## [Data for this exercise]
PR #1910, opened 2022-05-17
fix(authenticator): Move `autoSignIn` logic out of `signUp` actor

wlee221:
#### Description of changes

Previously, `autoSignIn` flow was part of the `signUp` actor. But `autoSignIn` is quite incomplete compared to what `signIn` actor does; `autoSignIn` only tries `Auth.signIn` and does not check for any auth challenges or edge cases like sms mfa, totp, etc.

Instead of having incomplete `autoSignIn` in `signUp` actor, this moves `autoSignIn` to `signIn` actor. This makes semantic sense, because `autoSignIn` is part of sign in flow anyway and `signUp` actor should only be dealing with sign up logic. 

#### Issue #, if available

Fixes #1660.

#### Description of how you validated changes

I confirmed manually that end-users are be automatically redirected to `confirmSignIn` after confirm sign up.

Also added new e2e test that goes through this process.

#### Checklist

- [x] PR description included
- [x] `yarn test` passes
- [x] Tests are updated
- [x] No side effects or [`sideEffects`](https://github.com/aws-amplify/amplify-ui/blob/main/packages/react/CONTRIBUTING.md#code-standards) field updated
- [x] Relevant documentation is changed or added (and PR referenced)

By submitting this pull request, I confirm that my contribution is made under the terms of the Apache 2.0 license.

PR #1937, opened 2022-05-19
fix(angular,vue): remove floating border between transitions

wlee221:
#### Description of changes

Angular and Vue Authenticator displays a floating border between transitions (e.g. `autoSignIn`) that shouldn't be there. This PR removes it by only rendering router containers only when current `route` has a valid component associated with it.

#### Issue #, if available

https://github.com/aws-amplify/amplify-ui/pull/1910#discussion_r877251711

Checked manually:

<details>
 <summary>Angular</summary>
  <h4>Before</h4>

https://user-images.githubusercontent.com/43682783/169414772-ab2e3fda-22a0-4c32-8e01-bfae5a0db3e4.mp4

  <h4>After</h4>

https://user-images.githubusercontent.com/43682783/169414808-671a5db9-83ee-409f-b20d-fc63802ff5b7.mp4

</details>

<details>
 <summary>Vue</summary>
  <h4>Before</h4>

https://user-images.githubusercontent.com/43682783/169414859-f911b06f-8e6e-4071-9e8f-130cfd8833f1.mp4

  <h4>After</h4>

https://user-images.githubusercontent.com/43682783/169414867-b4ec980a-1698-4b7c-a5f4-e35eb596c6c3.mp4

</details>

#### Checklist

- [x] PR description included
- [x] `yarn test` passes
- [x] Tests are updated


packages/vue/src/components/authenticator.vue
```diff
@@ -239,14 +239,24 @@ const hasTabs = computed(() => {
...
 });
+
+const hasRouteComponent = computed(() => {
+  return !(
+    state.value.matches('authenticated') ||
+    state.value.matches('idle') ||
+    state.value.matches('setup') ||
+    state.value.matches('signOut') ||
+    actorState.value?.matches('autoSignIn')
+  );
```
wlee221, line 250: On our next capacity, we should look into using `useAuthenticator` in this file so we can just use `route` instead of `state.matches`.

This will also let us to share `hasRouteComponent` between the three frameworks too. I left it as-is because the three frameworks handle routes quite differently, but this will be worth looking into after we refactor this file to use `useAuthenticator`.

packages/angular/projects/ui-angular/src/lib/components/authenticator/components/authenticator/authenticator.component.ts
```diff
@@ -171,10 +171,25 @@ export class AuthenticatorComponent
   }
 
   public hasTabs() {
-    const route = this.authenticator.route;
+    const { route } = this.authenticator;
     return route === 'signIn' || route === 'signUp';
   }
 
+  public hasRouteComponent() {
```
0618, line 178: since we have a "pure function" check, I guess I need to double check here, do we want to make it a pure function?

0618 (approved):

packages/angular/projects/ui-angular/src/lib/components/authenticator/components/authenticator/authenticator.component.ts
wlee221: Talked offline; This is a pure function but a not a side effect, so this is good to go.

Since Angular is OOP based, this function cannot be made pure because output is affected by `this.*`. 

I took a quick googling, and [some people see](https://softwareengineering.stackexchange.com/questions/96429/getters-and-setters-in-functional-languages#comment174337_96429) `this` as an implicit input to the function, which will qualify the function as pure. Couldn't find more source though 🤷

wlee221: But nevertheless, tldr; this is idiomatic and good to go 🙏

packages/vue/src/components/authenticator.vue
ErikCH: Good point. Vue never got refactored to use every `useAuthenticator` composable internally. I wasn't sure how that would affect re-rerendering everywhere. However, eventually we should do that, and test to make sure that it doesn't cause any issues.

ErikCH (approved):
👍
---
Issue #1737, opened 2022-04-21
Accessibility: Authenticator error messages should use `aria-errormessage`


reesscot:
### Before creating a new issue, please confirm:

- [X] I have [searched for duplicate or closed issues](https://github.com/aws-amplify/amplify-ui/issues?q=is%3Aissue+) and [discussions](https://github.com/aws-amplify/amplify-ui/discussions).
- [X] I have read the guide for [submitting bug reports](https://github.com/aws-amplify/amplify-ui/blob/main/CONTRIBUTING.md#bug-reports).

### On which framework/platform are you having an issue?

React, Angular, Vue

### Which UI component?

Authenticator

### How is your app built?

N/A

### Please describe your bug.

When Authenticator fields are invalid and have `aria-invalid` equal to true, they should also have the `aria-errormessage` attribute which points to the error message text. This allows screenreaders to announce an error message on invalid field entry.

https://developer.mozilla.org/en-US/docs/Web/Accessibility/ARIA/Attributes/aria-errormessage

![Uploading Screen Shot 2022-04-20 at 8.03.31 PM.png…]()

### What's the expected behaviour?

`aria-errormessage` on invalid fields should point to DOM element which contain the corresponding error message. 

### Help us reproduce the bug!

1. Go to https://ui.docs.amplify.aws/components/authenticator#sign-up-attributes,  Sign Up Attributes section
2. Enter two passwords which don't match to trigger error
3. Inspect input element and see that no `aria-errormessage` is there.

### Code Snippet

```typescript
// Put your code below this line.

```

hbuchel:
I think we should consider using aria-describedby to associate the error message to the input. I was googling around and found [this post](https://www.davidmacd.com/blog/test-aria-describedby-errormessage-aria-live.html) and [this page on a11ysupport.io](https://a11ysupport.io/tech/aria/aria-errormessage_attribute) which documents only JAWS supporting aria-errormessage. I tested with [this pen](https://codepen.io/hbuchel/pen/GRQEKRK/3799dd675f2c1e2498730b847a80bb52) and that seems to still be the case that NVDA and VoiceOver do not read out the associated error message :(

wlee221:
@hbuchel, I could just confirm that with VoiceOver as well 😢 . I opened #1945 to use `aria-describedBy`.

## [Exercise details]
If the word "main" is on a line above, return that line.

## [Task response]
- [x] No side effects or [`sideEffects`](https://github.com/aws-amplify/amplify-ui/blob/main/packages/react/CONTRIBUTING.md#code-standards) field updated
- [X] I have read the guide for [submitting bug reports](https://github.com/aws-amplify/amplify-ui/blob/main/CONTRIBUTING.md#bug-reports).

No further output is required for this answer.